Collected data

=-=-=

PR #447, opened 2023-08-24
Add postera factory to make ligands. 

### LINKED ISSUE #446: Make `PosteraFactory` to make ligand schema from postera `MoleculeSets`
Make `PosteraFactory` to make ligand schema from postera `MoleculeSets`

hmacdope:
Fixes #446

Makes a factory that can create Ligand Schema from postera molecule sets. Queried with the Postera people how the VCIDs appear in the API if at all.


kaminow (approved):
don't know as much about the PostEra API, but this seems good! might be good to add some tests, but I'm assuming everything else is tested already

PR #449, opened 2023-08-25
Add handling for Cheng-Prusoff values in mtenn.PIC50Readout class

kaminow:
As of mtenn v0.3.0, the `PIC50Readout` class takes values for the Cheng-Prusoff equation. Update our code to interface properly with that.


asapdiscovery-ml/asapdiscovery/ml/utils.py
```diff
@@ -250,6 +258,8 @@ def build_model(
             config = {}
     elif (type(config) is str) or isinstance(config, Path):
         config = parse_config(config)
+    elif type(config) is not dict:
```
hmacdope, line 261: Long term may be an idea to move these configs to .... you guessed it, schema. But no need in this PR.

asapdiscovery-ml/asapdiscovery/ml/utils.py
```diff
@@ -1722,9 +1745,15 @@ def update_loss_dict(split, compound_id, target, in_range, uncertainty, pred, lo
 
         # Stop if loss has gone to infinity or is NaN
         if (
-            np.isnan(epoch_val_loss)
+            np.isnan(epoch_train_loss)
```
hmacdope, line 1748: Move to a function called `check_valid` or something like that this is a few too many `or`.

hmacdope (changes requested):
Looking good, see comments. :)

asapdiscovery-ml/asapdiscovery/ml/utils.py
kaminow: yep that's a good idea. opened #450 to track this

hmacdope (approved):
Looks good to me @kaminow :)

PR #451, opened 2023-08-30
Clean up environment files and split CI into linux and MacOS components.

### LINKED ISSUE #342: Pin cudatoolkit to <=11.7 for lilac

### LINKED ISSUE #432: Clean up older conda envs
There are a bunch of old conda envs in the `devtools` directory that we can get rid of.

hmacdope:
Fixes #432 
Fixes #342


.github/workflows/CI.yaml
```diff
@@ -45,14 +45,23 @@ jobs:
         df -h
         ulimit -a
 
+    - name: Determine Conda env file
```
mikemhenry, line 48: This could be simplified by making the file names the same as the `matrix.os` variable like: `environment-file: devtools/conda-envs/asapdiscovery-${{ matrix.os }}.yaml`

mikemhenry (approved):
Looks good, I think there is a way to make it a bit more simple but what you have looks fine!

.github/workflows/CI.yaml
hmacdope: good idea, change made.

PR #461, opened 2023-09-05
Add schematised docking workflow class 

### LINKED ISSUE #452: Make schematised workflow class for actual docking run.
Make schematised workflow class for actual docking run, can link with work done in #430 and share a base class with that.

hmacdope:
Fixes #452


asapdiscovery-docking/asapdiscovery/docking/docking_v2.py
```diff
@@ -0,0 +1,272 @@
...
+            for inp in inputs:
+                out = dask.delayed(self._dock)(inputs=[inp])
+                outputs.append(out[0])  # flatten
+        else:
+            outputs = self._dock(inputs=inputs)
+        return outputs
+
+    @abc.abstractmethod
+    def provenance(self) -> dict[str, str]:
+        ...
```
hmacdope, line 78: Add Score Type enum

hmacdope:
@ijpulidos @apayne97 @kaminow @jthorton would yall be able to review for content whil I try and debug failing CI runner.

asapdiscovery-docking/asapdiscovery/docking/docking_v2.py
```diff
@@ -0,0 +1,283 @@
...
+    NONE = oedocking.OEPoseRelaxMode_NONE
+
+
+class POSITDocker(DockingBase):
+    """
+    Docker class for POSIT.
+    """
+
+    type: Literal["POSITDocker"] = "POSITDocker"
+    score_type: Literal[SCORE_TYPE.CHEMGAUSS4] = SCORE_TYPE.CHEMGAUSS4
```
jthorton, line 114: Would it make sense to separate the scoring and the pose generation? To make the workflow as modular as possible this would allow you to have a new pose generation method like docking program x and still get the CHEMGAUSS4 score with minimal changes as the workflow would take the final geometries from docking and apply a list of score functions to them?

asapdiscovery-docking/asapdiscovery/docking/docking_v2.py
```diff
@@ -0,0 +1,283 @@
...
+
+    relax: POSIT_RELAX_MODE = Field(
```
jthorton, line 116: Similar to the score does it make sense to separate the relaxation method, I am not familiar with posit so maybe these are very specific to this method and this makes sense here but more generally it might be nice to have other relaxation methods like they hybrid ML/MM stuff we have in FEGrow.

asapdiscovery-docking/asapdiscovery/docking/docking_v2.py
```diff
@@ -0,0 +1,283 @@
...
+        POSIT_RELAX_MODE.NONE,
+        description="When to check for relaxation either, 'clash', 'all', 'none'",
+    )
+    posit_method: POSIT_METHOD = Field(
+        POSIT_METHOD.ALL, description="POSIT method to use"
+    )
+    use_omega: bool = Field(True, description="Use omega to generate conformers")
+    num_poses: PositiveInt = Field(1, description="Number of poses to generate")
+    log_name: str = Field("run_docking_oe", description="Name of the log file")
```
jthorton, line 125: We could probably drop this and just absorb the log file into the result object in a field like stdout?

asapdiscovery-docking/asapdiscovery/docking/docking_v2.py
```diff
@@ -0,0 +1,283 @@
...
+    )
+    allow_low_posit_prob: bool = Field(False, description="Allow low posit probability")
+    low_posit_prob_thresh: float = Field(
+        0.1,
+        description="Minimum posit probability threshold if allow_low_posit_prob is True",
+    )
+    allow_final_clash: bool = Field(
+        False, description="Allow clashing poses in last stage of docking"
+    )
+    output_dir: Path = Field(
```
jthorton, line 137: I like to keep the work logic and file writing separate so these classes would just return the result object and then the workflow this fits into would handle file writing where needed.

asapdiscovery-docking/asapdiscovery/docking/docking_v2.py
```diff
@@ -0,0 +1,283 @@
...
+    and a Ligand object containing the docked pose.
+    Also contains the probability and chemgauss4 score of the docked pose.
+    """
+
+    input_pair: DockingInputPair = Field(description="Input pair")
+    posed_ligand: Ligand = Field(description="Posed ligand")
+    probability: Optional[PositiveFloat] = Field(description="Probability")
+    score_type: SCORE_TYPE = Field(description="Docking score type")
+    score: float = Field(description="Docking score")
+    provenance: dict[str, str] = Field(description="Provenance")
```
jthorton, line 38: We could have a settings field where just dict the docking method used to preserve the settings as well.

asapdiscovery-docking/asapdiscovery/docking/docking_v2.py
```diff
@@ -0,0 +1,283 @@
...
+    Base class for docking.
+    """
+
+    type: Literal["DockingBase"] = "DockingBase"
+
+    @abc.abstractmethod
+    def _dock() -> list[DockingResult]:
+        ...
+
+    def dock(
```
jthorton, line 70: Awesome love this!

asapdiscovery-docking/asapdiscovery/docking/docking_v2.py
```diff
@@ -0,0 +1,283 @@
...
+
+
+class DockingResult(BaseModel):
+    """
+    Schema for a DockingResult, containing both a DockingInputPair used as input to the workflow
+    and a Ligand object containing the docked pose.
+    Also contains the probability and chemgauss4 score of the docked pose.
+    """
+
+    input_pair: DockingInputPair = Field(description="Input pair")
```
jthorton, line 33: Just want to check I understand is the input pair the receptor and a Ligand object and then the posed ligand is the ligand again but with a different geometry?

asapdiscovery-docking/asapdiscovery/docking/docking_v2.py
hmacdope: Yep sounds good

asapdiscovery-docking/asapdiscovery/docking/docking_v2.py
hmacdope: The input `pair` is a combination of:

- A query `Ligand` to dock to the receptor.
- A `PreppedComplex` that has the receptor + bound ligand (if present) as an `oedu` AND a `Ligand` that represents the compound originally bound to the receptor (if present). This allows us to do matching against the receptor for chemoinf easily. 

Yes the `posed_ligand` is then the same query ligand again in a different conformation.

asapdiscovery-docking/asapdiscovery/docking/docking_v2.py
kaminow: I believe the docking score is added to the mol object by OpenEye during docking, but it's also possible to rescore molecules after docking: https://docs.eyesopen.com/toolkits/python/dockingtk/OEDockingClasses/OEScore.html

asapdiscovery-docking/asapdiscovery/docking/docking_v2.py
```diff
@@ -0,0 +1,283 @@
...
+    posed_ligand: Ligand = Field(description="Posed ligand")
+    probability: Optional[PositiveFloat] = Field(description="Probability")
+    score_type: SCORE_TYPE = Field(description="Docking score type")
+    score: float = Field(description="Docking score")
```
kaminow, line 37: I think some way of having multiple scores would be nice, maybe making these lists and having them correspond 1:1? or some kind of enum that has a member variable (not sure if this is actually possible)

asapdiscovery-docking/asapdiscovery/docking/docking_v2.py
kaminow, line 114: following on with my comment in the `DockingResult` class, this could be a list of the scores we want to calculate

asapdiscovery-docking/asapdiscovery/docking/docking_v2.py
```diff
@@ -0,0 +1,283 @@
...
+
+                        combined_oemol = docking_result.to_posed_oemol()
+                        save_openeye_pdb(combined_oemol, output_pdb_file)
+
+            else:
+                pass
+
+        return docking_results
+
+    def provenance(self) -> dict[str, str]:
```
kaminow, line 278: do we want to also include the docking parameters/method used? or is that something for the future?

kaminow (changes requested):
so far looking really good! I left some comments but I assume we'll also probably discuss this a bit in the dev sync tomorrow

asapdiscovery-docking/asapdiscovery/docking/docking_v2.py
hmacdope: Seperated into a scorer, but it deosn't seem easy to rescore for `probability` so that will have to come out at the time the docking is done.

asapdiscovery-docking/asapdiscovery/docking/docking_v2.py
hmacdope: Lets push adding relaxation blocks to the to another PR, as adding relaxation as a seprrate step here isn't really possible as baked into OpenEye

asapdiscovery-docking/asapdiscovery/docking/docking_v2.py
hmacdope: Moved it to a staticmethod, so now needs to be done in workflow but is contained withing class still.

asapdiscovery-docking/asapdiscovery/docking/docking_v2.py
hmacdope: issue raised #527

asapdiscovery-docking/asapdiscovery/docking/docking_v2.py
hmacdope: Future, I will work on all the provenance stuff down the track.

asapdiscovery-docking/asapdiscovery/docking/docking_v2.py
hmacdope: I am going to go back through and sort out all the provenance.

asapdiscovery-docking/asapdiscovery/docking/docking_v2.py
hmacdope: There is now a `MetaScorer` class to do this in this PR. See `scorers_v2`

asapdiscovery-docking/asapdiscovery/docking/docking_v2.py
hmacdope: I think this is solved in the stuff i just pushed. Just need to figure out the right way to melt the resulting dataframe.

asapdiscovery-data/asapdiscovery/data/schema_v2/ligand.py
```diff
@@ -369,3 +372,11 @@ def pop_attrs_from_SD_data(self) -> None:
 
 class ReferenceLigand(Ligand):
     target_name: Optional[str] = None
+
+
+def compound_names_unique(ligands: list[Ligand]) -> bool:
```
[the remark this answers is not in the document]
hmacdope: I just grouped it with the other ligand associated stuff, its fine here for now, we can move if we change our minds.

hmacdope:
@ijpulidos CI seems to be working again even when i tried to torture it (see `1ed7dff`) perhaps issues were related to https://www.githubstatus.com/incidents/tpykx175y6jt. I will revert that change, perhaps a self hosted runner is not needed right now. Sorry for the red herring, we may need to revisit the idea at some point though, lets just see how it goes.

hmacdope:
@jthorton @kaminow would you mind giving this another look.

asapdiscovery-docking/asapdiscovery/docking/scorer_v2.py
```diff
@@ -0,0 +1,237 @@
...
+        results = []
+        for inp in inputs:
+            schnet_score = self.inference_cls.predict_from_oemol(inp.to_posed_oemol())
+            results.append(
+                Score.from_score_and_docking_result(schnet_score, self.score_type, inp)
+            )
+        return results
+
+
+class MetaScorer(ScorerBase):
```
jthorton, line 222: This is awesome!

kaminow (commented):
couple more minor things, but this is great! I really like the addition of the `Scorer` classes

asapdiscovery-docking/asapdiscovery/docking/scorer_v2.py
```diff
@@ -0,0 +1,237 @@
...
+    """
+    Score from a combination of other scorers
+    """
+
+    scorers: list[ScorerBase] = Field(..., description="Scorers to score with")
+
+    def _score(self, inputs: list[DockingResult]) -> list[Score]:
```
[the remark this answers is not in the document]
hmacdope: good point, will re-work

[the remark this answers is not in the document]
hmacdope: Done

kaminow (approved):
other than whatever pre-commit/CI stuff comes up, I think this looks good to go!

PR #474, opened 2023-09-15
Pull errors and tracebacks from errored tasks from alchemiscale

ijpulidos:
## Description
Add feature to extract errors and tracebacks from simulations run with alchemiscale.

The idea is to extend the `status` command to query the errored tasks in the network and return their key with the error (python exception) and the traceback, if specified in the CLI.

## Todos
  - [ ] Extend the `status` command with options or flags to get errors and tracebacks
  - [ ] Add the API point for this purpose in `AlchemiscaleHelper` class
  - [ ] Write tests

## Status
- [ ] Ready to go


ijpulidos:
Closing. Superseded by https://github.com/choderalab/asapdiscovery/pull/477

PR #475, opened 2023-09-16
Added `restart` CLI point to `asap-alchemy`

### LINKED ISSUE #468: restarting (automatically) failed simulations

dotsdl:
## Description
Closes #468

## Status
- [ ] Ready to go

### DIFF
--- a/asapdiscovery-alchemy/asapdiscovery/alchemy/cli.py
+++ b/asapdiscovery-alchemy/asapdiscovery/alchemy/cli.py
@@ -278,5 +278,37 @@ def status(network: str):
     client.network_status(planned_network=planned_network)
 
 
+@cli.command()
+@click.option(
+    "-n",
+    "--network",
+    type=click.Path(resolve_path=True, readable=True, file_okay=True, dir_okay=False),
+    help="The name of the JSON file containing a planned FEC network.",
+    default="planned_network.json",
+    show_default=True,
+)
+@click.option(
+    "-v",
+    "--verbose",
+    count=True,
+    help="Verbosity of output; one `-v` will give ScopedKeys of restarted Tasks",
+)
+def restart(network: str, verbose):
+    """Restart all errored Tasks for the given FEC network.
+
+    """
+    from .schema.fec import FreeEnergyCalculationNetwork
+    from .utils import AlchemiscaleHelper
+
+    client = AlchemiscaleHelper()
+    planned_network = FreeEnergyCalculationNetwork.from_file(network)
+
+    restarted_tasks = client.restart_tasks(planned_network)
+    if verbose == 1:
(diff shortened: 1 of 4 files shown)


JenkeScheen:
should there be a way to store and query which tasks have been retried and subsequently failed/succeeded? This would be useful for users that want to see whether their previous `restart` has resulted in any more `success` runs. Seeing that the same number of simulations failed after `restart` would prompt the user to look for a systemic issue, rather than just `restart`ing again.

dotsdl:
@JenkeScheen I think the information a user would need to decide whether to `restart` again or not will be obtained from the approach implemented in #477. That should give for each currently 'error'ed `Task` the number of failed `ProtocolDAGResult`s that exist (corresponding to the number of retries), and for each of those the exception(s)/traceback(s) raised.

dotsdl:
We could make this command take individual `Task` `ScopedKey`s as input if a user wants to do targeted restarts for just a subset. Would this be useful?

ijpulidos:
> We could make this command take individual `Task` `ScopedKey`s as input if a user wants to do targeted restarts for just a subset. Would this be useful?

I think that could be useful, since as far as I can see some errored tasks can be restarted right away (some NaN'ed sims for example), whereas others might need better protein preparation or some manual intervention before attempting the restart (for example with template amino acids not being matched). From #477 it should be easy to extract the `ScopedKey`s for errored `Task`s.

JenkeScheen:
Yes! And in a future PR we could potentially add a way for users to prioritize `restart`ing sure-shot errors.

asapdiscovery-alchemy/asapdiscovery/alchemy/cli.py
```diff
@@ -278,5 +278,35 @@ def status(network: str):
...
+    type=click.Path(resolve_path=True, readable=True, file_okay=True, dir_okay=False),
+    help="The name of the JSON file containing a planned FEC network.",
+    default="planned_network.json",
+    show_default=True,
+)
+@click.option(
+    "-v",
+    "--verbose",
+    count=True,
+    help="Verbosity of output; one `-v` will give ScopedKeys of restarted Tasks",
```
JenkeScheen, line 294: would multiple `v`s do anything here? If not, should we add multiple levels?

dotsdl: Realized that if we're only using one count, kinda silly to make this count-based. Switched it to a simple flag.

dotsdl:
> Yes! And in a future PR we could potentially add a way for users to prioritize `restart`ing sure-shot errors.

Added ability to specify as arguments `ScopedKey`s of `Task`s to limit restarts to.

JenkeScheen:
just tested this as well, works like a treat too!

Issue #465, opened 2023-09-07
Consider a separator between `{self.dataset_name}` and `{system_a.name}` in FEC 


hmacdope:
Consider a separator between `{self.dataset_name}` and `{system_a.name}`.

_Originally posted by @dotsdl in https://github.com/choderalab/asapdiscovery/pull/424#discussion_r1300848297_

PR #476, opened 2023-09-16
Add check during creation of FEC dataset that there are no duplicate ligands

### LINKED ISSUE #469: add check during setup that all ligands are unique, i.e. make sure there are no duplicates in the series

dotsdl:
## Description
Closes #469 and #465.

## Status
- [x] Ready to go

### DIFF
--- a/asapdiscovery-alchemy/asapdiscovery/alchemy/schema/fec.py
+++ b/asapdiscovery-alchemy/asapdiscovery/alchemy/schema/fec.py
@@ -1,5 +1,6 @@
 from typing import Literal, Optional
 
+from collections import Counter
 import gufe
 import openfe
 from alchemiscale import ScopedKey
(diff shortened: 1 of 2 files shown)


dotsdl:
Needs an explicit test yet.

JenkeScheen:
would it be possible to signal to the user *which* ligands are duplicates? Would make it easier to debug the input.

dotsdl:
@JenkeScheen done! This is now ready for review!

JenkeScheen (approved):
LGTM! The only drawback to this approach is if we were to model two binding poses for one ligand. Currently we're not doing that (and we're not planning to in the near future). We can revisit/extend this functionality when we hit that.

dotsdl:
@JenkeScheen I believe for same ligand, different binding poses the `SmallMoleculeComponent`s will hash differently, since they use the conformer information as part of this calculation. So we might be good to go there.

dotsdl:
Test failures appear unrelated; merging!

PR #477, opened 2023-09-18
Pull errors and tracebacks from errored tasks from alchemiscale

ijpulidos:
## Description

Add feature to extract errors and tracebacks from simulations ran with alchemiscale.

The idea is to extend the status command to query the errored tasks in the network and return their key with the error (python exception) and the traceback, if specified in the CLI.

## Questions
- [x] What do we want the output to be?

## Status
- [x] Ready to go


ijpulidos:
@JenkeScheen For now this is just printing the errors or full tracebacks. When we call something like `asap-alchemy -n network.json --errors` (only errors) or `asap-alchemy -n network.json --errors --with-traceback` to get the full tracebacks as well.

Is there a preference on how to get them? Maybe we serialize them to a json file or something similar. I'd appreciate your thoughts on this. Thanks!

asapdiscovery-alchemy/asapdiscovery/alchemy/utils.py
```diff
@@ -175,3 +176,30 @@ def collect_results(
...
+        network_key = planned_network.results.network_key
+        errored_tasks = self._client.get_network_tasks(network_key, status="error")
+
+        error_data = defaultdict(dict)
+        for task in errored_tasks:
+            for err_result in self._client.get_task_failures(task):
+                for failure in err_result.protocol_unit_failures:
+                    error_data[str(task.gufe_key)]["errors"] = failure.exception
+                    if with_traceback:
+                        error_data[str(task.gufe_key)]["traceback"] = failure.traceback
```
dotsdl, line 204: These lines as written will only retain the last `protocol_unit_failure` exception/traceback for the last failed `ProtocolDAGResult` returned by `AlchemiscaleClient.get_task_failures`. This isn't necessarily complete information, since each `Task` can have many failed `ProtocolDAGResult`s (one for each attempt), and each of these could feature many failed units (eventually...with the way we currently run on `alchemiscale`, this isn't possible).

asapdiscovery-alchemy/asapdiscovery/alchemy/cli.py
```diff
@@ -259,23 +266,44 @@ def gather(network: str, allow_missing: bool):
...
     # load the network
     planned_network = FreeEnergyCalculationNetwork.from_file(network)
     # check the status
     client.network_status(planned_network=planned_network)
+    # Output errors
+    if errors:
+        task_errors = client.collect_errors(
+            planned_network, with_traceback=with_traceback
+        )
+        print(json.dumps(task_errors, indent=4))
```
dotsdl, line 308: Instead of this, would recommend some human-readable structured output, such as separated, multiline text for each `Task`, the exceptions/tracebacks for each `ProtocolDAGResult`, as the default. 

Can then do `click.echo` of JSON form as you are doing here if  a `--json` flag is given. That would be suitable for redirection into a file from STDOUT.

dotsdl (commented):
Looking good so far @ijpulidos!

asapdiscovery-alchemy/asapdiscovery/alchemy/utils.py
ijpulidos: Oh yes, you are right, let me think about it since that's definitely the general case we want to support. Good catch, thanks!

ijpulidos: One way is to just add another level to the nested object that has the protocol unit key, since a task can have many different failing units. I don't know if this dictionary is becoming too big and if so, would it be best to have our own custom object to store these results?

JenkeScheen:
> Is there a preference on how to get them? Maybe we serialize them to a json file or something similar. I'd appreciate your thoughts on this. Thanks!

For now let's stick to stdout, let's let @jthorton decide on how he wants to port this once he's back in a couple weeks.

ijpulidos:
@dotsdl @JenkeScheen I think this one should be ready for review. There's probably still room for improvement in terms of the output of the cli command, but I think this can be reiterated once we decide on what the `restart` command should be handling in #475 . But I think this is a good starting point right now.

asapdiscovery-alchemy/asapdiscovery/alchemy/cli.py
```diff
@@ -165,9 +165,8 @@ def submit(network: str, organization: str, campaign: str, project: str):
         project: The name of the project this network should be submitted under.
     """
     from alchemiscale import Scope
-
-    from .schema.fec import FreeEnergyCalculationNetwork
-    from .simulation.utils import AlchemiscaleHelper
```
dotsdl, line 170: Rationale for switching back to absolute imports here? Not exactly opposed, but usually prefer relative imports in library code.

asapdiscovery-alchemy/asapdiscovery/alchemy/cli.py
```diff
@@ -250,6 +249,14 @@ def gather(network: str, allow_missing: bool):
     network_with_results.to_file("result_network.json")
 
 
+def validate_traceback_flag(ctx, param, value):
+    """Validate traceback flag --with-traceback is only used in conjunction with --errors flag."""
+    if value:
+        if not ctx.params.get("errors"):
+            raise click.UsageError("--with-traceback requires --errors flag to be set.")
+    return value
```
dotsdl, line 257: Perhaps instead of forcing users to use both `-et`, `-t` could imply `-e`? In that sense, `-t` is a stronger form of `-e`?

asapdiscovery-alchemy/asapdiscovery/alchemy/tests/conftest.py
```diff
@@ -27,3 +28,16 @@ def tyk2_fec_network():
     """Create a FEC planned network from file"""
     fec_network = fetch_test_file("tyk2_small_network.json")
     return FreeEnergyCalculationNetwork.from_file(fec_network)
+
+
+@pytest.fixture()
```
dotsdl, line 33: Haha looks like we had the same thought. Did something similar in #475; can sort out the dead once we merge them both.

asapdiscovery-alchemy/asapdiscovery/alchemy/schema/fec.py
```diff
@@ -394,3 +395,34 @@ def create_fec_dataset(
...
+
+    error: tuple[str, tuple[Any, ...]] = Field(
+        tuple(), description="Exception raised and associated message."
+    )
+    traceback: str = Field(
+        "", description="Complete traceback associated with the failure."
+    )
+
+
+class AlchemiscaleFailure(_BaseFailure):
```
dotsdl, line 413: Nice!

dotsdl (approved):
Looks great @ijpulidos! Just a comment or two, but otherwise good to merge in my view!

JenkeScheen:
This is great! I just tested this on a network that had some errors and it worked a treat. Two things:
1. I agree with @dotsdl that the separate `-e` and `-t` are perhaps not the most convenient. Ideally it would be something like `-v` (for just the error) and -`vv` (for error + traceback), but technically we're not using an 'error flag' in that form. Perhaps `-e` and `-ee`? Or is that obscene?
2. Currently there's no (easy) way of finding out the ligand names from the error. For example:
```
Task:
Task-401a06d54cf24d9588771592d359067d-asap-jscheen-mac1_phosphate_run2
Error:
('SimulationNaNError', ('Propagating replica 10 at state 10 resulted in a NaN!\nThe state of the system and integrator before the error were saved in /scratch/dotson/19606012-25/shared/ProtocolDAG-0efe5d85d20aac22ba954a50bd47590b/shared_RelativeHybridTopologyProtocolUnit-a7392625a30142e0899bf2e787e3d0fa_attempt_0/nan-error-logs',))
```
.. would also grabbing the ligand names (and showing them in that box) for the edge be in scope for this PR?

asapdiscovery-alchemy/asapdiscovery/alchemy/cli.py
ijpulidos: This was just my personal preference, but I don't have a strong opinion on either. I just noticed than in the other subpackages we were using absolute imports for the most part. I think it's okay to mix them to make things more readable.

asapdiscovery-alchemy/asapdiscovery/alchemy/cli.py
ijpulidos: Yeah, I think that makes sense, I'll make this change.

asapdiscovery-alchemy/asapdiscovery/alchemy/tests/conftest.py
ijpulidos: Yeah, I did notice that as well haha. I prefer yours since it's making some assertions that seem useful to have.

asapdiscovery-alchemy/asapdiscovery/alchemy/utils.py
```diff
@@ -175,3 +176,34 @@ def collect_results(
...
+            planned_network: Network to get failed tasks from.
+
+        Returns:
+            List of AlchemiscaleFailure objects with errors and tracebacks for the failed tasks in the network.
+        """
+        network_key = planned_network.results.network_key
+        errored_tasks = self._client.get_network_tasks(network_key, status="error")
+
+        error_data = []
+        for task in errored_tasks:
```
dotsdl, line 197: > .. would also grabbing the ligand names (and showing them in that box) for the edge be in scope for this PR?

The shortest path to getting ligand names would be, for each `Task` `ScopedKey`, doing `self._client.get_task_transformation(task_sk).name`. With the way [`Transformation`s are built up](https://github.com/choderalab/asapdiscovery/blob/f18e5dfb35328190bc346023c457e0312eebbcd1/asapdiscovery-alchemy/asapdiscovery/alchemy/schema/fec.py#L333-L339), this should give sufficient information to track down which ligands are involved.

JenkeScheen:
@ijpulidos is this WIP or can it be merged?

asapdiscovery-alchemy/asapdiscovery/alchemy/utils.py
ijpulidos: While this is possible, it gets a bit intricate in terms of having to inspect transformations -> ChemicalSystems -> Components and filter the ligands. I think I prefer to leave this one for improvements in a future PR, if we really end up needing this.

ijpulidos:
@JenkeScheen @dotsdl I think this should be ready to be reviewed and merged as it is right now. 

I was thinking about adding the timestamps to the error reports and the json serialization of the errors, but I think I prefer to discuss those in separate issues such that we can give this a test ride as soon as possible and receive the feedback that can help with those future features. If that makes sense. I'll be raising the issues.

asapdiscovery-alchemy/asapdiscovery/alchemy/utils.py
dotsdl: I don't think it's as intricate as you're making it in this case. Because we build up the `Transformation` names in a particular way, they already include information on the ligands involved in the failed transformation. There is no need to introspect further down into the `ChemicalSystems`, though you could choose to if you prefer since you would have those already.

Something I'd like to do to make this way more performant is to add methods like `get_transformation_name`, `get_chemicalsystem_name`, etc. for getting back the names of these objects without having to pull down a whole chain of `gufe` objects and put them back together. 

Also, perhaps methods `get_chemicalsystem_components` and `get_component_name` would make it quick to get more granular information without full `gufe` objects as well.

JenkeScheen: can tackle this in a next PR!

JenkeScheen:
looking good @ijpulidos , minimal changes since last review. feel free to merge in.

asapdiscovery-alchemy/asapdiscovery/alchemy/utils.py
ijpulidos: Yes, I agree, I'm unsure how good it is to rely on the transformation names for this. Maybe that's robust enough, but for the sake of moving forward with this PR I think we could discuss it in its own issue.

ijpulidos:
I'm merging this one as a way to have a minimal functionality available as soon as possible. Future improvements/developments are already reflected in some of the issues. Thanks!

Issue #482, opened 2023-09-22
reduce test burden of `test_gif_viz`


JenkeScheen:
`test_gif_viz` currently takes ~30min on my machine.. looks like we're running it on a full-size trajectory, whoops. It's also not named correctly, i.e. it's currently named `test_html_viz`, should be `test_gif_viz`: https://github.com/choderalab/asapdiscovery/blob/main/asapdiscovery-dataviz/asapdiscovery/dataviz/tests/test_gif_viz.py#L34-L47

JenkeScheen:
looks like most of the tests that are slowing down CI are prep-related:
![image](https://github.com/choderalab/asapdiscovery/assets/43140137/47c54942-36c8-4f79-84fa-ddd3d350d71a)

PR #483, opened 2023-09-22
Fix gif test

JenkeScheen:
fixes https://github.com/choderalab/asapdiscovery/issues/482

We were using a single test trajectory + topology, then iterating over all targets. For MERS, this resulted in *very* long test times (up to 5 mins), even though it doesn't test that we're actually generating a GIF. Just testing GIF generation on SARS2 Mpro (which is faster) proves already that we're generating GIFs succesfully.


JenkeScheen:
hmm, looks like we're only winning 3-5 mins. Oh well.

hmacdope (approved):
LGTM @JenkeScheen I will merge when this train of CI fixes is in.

=-=-=

- Assigned task
Show every line of the data in which the word "objects" appears.

- Solution to the problem
+            List of AlchemiscaleFailure objects with errors and tracebacks for the failed tasks in the network.
Something I'd like to do to make this way more performant is to add methods like `get_transformation_name`, `get_chemicalsystem_name`, etc. for getting back the names of these objects without having to pull down a whole chain of `gufe` objects and put them back together. 
Also, perhaps methods `get_chemicalsystem_components` and `get_component_name` would make it quick to get more granular information without full `gufe` objects as well.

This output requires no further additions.